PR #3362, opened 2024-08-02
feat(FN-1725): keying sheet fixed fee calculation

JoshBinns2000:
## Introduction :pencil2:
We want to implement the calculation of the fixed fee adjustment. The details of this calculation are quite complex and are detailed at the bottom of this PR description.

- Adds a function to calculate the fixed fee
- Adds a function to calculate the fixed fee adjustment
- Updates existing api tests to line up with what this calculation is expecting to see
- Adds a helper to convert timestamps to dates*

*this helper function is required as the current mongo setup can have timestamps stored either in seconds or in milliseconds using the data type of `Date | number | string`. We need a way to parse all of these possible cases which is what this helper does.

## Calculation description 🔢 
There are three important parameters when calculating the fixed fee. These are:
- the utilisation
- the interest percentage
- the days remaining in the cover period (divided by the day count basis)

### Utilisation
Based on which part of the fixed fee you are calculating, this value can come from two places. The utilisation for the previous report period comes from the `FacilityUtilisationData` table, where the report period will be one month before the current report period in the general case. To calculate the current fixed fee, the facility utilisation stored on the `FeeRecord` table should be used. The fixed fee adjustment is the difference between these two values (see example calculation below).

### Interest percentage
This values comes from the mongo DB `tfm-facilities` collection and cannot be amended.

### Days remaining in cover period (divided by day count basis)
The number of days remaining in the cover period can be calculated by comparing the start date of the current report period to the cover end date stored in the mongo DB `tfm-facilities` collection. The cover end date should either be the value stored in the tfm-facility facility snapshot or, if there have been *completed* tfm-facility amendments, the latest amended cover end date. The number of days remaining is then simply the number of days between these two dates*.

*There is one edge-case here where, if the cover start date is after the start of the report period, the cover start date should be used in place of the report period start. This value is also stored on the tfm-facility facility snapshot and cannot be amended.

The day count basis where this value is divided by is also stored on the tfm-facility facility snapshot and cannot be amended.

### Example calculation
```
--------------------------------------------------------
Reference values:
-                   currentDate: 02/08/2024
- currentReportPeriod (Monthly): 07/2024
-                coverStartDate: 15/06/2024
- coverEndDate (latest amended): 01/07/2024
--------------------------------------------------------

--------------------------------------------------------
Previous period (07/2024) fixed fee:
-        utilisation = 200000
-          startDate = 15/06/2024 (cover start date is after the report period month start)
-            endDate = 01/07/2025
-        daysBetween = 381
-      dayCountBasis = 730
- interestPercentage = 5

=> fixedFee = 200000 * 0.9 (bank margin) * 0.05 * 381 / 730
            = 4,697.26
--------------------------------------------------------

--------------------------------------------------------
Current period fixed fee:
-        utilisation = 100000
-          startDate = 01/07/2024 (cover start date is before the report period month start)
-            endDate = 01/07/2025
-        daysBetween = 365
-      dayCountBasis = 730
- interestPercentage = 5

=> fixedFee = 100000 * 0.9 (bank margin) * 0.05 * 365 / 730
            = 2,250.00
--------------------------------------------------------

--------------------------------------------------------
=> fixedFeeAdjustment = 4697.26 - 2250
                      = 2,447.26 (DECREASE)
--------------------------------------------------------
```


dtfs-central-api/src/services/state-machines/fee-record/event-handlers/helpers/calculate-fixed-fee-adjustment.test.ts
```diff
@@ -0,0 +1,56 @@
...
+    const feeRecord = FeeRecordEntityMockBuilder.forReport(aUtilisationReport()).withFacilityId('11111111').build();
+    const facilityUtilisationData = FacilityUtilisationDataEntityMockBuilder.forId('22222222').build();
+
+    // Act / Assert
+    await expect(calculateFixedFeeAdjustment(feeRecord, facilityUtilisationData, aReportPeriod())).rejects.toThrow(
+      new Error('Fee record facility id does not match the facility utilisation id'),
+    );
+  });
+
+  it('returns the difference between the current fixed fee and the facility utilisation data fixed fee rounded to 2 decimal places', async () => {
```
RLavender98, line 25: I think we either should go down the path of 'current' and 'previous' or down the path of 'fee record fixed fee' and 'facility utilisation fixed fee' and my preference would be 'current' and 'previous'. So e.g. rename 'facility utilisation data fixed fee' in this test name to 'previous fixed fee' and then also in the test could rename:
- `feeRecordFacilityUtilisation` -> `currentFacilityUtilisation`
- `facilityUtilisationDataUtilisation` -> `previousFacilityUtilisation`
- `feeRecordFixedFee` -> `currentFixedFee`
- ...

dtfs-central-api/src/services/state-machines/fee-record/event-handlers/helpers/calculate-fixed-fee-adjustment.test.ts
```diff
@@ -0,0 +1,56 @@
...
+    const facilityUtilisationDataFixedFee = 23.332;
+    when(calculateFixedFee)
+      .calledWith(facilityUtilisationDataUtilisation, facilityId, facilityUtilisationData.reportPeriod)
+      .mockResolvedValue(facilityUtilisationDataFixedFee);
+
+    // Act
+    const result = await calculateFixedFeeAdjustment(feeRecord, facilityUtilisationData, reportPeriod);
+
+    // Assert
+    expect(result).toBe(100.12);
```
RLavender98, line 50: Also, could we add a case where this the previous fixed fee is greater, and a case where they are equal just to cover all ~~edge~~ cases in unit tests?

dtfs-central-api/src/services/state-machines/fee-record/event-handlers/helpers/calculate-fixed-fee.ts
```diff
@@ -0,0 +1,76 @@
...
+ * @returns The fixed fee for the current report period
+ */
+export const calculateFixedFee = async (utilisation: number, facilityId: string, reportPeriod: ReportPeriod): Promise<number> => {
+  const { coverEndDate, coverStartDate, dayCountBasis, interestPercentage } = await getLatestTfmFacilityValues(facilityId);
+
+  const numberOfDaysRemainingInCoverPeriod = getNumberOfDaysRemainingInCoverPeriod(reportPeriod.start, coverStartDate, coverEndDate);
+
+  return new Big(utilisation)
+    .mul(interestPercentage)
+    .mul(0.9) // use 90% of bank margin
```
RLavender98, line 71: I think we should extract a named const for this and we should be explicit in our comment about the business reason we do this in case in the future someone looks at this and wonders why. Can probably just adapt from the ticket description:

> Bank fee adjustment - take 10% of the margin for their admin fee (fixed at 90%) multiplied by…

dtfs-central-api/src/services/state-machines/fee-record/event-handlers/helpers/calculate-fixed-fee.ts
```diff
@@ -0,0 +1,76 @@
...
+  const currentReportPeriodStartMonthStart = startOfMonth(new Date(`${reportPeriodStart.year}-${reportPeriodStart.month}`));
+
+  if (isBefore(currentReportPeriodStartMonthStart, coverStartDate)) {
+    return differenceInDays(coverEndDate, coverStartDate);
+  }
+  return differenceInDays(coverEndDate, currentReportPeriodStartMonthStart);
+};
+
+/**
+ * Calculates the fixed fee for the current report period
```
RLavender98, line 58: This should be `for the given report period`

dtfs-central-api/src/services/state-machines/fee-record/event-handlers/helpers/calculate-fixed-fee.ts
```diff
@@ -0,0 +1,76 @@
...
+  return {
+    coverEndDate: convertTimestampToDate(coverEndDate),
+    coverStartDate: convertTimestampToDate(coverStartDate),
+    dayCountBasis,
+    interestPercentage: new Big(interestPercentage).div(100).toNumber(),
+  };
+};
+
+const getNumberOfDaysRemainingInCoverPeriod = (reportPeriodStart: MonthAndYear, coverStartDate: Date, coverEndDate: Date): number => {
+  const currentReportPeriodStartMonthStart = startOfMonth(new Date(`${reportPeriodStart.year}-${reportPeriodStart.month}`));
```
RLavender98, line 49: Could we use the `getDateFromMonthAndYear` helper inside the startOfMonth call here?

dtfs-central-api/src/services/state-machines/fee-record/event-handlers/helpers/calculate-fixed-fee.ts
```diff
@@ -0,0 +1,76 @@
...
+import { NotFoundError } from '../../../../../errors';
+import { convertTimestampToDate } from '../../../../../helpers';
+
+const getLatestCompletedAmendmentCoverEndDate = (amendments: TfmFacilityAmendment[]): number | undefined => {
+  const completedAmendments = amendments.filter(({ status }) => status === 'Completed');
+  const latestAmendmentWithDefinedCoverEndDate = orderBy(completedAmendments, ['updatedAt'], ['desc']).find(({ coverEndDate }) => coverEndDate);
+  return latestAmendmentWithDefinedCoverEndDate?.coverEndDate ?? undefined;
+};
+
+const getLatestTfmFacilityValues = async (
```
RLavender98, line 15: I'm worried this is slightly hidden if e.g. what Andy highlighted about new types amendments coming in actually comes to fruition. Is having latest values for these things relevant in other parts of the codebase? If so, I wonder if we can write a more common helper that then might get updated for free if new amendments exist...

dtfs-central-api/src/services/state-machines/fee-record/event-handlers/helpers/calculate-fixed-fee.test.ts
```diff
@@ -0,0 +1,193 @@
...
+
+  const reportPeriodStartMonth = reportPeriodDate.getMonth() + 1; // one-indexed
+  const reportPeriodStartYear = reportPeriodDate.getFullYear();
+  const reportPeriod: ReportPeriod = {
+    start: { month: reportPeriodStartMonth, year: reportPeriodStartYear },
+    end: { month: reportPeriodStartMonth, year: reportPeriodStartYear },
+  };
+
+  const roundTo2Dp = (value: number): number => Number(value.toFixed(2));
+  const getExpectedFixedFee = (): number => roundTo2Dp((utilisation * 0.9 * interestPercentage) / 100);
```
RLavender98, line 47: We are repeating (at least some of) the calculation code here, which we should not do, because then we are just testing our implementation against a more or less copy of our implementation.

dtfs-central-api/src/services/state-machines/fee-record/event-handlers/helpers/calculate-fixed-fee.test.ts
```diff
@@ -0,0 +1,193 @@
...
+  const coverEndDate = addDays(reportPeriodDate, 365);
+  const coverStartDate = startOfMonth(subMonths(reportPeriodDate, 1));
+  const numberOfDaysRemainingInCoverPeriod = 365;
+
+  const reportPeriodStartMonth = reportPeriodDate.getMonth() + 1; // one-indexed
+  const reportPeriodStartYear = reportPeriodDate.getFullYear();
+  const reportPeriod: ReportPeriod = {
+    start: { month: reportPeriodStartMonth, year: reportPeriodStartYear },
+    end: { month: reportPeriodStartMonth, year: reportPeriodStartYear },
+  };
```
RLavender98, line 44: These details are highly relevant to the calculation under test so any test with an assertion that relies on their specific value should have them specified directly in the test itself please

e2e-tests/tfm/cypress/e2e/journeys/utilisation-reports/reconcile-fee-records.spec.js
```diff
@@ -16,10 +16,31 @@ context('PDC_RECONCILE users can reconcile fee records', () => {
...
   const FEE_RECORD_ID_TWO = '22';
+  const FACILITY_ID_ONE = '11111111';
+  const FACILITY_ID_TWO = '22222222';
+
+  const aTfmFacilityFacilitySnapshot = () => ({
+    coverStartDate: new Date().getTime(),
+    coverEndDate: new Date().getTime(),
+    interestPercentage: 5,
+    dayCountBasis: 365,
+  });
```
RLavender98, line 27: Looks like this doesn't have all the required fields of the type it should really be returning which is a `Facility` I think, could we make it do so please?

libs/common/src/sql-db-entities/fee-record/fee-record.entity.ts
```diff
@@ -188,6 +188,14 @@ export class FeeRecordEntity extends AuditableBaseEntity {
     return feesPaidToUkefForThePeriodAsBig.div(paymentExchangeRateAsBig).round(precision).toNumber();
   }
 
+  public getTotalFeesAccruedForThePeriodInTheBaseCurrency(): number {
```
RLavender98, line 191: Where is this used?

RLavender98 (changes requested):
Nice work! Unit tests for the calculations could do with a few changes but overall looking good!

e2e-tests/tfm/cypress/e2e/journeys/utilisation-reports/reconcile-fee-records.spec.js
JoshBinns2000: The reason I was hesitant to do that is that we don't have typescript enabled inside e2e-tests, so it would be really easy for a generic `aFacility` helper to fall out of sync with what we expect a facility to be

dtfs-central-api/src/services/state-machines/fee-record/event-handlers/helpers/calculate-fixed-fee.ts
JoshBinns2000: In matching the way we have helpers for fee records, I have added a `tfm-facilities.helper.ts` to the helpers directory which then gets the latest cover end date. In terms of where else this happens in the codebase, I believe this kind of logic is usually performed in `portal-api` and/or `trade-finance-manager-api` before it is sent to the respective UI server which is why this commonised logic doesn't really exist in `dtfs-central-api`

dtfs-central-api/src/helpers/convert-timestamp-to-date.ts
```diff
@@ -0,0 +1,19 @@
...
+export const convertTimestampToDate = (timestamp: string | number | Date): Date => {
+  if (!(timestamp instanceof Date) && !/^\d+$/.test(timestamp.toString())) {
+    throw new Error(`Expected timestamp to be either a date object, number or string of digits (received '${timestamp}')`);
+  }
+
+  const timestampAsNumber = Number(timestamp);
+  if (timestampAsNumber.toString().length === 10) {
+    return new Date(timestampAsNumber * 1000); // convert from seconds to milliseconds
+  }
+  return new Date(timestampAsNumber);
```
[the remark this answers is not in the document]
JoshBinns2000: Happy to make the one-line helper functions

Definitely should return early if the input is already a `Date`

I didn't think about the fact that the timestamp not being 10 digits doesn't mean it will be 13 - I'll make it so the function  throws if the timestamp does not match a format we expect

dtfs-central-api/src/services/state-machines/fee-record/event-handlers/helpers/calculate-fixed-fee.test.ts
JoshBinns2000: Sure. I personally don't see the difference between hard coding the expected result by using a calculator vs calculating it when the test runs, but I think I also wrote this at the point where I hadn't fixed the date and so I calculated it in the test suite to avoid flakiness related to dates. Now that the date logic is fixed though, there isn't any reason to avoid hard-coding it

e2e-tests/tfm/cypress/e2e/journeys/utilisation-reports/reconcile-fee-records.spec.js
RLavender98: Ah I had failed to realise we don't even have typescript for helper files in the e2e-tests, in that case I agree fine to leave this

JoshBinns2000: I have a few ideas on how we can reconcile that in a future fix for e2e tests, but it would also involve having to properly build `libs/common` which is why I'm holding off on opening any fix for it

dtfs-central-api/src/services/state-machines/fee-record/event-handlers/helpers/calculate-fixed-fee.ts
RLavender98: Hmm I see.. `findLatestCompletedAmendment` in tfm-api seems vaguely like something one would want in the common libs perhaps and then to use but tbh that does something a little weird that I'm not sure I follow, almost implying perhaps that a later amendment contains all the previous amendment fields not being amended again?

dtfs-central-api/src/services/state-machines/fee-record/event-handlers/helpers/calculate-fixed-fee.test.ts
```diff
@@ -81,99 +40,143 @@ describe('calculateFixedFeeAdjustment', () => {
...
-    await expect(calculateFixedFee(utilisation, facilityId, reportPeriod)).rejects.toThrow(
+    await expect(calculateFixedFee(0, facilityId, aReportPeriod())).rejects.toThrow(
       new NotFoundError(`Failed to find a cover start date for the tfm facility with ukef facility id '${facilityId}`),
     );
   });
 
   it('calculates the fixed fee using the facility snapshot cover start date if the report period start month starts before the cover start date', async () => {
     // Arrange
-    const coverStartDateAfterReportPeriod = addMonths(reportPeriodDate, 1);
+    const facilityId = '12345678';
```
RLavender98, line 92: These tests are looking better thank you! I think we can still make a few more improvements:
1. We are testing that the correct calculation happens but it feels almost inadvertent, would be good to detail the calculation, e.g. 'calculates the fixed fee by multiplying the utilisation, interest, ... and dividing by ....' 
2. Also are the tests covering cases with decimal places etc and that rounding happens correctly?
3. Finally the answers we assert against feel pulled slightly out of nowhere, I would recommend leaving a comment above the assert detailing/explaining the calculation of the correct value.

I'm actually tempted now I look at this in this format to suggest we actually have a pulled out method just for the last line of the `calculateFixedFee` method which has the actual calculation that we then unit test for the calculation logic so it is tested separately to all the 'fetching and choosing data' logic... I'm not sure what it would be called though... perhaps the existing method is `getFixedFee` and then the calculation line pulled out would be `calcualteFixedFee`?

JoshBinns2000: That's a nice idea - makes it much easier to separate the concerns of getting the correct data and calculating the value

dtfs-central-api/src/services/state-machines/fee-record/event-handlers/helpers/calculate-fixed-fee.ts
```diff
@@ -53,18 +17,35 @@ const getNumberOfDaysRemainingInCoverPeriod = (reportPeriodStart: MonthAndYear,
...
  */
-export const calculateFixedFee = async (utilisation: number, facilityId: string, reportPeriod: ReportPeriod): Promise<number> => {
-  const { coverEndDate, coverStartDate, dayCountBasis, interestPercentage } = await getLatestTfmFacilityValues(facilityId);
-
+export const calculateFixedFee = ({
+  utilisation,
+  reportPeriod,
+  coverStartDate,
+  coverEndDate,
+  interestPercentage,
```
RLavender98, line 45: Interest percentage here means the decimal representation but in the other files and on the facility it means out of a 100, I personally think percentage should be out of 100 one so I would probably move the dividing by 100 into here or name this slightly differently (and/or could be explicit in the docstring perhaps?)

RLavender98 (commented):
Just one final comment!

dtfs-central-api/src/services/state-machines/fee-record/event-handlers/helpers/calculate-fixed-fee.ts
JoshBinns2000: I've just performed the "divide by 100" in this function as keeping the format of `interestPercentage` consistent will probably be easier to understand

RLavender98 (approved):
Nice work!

• Your objective
Copy the entries word for word. Start at the first line and end with the line containing "- Adds a function to calculate the fixed fee adjustment".

• Exercise answer
PR #3362, opened 2024-08-02
feat(FN-1725): keying sheet fixed fee calculation

JoshBinns2000:
## Introduction :pencil2:
We want to implement the calculation of the fixed fee adjustment. The details of this calculation are quite complex and are detailed at the bottom of this PR description.

- Adds a function to calculate the fixed fee
- Adds a function to calculate the fixed fee adjustment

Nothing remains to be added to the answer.